**Exercise brief**
In the entries below, how many lines contain the string "within"? Respond with the number only.

**Material to process**
****
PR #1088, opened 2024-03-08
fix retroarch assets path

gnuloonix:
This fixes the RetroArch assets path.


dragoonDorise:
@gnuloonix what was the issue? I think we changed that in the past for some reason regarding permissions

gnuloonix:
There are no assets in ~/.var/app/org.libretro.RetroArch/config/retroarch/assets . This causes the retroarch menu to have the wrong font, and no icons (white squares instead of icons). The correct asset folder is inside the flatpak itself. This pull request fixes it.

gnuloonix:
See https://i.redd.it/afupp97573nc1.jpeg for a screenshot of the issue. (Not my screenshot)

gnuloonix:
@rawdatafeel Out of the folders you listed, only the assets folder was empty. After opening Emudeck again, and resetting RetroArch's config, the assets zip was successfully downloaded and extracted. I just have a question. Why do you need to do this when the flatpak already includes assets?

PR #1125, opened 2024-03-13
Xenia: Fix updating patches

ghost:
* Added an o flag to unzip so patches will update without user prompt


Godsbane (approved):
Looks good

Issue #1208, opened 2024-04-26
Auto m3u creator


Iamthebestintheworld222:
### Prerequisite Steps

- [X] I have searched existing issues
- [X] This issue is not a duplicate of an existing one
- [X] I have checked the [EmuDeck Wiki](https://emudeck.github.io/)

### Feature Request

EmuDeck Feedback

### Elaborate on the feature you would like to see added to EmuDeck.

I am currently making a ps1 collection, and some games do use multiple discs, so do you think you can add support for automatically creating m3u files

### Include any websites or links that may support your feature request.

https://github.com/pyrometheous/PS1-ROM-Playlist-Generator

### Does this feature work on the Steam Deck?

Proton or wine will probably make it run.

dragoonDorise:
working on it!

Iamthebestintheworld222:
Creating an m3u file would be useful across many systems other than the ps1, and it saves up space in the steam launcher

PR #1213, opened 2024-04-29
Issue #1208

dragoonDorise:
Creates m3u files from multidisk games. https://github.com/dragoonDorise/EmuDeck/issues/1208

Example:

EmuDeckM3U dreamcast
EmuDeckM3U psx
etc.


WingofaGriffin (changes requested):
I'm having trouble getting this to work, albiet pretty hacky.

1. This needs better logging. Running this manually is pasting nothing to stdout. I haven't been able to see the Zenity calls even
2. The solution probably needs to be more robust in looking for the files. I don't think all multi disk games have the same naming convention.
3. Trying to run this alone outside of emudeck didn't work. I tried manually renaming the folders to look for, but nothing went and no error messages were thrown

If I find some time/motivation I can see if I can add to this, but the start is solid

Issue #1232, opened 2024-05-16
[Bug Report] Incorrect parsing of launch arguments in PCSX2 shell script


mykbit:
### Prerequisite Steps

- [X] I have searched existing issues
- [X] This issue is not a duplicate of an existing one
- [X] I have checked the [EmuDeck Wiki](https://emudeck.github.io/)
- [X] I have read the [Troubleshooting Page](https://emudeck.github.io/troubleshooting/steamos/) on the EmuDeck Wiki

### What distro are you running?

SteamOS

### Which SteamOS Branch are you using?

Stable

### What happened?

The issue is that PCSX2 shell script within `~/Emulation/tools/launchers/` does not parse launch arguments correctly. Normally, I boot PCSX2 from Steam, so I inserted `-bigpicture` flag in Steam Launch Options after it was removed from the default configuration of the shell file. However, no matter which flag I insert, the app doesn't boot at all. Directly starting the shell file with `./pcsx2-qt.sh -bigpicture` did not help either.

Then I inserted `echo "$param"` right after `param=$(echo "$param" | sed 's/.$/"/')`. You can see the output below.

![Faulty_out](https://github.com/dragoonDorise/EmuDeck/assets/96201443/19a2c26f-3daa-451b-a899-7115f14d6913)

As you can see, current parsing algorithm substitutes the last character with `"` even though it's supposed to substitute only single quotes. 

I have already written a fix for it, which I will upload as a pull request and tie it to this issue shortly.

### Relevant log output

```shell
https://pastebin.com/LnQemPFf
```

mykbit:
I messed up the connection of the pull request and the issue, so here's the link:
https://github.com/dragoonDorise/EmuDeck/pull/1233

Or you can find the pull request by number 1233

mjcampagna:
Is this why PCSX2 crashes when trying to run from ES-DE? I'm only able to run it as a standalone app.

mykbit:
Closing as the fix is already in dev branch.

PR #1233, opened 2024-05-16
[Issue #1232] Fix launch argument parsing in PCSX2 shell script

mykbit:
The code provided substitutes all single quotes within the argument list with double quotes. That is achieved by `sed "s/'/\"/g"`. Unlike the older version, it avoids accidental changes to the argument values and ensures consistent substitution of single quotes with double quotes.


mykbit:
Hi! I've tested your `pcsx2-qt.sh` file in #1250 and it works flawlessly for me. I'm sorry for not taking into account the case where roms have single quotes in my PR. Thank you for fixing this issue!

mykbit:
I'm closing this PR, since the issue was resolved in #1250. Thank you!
****
**Worked solution**
2